#### Work request:
Whenever a line in the data contains "strip", show that line.

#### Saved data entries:

.....

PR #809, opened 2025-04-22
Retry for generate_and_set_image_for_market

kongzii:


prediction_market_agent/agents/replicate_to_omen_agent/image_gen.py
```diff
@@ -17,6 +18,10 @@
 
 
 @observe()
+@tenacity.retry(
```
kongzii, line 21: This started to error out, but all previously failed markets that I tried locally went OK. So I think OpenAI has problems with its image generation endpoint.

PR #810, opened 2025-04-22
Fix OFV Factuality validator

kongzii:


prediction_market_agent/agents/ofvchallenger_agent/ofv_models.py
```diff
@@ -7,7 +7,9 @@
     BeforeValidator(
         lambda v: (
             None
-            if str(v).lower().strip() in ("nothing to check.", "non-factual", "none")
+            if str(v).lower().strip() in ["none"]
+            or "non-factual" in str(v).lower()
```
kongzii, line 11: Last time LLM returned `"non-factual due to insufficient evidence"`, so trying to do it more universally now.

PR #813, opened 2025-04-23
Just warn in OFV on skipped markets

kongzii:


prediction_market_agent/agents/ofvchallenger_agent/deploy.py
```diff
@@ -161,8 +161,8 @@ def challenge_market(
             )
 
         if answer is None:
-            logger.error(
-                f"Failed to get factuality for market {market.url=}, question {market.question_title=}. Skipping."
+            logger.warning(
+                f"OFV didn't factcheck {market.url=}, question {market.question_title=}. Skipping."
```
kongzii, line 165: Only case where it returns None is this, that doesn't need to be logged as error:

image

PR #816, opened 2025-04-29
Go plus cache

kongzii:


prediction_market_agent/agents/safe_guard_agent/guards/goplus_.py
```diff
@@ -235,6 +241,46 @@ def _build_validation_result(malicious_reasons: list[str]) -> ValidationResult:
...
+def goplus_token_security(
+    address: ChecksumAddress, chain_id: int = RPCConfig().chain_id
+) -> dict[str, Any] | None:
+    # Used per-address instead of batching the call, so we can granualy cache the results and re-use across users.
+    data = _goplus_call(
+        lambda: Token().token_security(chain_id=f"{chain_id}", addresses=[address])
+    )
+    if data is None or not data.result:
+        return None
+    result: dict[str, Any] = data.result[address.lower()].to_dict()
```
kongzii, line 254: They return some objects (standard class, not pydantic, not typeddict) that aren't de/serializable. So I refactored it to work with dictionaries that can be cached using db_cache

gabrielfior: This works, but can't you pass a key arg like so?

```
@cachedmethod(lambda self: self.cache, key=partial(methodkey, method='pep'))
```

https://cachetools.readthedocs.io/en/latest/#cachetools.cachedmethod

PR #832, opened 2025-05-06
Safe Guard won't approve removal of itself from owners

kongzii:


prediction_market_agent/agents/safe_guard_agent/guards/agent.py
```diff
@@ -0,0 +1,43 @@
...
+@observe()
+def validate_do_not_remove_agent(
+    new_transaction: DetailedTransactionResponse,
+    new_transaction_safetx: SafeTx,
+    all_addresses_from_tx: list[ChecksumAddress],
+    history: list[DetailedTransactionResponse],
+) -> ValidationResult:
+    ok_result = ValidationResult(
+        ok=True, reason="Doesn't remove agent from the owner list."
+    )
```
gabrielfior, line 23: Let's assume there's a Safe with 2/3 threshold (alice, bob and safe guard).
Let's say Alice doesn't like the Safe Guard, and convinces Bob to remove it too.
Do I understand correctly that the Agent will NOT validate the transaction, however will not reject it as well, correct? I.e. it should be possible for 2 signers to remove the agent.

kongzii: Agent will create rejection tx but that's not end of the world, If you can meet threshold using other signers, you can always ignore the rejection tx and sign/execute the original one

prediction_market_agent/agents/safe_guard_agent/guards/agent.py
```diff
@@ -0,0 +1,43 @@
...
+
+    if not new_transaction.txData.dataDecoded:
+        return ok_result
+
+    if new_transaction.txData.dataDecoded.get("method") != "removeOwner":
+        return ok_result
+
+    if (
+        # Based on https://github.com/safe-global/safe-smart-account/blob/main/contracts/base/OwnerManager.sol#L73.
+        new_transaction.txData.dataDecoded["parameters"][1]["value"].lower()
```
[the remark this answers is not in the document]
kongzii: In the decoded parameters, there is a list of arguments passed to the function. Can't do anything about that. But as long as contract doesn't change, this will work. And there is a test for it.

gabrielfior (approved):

.....

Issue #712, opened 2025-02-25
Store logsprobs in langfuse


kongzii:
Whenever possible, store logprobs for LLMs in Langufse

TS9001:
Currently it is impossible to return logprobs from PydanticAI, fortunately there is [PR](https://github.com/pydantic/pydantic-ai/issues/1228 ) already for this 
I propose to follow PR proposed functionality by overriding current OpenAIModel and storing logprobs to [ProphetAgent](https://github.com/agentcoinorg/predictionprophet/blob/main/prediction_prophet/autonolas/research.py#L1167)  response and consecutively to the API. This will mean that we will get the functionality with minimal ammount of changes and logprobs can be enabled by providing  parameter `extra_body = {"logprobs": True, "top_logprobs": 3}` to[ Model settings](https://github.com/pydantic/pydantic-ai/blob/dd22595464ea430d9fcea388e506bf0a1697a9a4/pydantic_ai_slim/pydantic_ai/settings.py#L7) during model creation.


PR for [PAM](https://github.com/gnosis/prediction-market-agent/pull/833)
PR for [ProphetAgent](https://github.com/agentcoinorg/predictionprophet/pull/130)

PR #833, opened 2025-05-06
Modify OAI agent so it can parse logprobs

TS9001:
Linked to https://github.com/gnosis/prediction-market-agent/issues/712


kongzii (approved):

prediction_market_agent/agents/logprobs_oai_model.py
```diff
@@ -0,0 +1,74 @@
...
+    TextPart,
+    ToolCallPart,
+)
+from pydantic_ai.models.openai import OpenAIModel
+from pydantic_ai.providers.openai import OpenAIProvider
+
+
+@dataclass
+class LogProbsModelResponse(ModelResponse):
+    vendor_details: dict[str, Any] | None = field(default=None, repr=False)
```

.....

#### Exercise solution:
-            if str(v).lower().strip() in ("nothing to check.", "non-factual", "none")
+            if str(v).lower().strip() in ["none"]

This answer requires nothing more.